INFORMATION SHOWN:
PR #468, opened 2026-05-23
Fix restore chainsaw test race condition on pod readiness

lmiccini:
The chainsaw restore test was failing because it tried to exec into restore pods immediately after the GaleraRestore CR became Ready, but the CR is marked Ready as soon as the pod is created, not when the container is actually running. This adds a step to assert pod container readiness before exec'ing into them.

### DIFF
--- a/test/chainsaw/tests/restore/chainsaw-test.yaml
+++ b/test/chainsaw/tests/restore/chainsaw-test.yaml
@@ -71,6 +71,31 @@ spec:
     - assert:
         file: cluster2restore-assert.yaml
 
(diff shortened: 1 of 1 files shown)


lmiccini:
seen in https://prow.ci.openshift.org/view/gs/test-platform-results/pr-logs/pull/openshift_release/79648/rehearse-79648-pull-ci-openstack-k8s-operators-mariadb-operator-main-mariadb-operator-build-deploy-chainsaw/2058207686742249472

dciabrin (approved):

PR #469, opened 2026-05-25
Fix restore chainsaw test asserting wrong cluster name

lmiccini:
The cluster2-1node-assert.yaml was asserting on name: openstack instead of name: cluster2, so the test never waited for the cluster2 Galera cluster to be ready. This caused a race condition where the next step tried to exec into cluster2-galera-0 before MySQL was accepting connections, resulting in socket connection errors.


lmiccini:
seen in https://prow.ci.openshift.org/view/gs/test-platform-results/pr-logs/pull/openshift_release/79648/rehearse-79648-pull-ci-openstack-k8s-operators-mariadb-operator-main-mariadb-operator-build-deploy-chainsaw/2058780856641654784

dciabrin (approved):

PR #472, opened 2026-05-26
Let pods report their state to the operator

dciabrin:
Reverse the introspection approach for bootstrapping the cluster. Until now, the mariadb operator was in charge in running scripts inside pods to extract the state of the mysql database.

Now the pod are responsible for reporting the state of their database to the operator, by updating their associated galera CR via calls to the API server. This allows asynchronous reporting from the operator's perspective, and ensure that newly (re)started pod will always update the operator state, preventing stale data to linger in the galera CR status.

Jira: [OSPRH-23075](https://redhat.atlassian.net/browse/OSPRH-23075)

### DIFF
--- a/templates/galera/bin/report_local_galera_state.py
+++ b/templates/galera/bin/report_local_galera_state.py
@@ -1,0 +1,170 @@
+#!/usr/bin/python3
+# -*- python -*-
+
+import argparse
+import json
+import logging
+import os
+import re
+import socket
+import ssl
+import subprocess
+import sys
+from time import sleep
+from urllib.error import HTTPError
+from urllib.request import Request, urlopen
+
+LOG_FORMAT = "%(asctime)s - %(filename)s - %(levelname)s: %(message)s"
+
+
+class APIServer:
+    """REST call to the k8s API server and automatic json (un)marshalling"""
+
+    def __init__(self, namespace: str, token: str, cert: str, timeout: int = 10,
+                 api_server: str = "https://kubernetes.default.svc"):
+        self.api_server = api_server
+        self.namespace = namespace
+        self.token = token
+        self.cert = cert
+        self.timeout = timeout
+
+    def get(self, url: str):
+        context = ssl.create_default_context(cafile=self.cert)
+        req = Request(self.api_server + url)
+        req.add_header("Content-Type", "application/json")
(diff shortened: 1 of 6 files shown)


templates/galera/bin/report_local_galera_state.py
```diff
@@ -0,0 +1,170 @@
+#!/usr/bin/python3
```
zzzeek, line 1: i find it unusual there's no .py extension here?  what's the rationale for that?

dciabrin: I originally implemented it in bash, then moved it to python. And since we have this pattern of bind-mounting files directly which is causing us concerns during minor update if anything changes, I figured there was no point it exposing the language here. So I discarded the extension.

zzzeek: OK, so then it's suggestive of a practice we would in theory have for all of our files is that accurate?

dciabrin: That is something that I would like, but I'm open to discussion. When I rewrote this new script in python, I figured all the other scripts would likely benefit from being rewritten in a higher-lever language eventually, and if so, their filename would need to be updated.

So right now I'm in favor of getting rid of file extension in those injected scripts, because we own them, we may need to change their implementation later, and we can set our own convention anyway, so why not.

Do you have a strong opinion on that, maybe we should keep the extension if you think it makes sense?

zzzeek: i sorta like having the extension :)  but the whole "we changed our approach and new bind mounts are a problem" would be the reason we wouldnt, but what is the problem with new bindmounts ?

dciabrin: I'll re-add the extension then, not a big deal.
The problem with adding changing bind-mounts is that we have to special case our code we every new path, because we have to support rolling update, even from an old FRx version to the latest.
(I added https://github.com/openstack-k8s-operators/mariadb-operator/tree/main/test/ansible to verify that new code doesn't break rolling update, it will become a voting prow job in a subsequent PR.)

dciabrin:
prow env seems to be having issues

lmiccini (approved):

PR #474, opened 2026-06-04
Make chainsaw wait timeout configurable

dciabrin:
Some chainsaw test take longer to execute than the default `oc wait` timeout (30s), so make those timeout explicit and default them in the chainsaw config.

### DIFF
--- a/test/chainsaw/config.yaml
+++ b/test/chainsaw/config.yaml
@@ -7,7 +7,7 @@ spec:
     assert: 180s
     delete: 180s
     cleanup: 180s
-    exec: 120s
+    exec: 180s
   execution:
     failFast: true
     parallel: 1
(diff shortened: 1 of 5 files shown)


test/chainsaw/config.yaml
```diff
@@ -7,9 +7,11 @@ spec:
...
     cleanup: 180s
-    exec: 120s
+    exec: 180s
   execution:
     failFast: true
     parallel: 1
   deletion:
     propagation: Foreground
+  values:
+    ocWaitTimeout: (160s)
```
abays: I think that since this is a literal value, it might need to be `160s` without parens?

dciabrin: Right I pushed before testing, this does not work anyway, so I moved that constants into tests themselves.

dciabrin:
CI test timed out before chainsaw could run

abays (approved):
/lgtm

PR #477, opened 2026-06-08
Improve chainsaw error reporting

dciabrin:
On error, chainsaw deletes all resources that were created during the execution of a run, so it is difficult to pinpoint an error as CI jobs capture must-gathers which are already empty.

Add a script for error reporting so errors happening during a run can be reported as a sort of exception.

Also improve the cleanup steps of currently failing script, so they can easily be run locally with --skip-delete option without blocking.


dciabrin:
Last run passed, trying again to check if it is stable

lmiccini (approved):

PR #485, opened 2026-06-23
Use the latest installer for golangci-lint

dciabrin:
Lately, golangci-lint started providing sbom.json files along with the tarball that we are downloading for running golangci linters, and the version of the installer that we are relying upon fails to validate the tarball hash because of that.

--

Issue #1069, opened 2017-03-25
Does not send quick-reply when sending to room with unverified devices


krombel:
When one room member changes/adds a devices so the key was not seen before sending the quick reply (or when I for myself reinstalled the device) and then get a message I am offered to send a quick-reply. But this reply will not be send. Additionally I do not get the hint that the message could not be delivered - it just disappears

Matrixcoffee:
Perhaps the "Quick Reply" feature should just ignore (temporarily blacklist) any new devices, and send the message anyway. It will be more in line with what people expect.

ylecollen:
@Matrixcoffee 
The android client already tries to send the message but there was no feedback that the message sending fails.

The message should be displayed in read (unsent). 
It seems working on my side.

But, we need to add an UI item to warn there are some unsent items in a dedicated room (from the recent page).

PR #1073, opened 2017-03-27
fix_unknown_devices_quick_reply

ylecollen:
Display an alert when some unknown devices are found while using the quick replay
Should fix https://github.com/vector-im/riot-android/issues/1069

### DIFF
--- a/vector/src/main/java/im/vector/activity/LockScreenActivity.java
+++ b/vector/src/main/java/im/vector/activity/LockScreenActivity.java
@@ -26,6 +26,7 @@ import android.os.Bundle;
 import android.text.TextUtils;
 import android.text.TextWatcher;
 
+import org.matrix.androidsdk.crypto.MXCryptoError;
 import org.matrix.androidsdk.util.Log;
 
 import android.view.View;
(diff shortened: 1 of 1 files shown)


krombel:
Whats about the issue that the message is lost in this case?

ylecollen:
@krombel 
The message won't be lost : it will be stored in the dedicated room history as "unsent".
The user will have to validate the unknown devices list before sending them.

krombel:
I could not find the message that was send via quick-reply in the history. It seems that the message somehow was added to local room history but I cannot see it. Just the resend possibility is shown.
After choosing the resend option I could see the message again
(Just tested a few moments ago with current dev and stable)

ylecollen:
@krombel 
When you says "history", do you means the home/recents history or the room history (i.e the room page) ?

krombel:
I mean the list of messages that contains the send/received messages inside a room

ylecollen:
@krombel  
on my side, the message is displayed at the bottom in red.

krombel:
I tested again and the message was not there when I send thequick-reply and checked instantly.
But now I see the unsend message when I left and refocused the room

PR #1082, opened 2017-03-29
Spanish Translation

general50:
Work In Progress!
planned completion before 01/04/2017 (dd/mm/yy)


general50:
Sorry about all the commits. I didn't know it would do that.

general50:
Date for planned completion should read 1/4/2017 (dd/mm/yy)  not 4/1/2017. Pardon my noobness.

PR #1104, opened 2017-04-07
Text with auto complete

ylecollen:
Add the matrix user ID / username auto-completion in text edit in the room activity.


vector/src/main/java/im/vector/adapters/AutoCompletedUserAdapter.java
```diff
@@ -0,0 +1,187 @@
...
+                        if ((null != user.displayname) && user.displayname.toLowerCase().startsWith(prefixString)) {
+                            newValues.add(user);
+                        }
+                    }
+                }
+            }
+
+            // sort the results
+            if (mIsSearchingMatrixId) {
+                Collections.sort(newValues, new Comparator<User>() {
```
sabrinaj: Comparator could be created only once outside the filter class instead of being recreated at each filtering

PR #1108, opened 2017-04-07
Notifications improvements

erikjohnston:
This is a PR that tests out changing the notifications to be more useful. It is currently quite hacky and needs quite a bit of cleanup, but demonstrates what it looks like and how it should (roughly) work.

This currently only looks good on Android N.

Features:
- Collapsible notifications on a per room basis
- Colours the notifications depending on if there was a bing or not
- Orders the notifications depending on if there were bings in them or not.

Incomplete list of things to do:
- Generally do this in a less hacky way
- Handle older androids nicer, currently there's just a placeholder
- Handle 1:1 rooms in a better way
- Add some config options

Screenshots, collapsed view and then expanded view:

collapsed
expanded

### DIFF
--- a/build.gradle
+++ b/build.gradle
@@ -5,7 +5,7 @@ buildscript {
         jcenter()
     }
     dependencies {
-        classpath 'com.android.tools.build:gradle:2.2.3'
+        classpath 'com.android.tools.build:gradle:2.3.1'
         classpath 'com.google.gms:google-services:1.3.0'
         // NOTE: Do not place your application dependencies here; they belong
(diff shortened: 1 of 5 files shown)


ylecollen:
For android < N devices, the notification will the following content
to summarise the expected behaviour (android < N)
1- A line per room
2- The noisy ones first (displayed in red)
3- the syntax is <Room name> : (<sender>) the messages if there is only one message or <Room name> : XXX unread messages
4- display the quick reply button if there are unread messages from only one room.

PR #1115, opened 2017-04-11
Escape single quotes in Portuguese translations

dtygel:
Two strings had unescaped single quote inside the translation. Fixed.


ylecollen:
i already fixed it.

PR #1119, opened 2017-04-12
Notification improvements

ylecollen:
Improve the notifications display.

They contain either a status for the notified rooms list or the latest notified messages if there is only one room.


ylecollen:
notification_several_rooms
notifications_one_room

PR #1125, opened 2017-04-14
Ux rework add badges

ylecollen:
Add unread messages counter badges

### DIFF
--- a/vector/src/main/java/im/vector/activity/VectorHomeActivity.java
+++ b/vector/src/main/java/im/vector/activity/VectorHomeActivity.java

---

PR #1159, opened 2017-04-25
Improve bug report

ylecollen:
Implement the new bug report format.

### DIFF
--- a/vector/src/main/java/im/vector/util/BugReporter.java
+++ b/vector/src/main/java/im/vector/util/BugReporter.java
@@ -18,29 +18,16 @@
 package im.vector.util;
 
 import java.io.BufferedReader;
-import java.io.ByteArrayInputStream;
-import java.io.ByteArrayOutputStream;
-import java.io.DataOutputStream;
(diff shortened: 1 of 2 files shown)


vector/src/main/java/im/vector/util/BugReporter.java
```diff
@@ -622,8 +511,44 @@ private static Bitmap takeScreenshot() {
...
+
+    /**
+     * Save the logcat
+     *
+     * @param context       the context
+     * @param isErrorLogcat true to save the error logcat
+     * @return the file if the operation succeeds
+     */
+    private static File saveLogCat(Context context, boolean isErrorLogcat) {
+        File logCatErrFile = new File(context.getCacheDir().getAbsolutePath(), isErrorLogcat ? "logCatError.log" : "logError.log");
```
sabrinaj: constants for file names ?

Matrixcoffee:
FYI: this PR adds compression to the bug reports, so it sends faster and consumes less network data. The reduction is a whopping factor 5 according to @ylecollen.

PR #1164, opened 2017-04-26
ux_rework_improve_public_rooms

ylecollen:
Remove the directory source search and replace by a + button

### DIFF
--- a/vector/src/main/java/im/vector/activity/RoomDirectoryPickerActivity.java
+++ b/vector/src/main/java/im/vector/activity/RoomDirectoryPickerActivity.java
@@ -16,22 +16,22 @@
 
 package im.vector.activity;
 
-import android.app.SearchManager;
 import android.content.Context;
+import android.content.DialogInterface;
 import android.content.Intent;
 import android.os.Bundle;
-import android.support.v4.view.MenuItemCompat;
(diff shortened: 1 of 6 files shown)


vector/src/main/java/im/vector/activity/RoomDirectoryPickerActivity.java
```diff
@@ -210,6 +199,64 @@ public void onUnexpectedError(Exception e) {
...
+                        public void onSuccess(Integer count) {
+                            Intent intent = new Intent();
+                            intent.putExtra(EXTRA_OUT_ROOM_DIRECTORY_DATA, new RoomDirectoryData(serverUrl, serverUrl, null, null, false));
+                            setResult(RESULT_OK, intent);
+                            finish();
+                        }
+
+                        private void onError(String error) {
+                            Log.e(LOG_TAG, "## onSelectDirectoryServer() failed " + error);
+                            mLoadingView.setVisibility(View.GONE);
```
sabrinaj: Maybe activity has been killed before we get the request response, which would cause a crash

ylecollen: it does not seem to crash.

PROBLEM TO SOLVE:
Determine which lines above include the word "token", and report those lines in full.

SOLUTION TO THIS TASK:
+    def __init__(self, namespace: str, token: str, cert: str, timeout: int = 10,
+        self.token = token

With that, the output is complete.